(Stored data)
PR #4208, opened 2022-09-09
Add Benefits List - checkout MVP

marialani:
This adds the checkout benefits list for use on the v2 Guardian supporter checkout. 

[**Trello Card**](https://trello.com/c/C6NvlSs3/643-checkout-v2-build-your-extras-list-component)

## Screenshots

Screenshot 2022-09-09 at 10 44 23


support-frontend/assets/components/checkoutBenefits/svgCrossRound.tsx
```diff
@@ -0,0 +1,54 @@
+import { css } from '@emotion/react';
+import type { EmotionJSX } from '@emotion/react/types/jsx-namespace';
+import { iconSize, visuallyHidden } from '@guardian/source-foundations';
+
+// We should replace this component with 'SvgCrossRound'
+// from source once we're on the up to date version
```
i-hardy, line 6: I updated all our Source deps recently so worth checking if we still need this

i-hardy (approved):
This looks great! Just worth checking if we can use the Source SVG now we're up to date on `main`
---
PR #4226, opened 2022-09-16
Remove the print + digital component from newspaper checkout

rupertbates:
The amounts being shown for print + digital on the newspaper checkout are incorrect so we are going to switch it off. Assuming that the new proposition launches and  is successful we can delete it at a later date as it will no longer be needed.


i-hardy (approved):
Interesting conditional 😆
...
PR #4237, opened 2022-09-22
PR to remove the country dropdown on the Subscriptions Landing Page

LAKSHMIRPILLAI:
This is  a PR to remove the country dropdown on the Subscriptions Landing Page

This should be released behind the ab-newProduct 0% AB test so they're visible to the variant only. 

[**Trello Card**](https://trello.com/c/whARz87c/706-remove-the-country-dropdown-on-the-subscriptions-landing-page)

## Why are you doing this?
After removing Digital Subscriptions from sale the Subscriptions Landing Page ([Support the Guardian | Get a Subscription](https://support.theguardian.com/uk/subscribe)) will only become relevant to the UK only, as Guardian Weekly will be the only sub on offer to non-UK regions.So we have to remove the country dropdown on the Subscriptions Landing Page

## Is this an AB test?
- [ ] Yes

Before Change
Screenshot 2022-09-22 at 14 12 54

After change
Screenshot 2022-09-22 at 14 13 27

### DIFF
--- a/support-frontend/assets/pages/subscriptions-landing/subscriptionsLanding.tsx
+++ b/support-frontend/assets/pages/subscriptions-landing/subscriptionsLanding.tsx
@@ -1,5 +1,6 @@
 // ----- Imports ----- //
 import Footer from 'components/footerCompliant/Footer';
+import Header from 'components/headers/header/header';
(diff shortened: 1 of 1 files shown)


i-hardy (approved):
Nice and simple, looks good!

• **The problem**:
Beginning with the line above that contains "i-hardy, line 6: I", copy each line exactly up to and including the line that contains "This looks great!", and go no further.

• **Answer to this problem**:
i-hardy, line 6: I updated all our Source deps recently so worth checking if we still need this

i-hardy (approved):
This looks great! Just worth checking if we can use the Source SVG now we're up to date on `main`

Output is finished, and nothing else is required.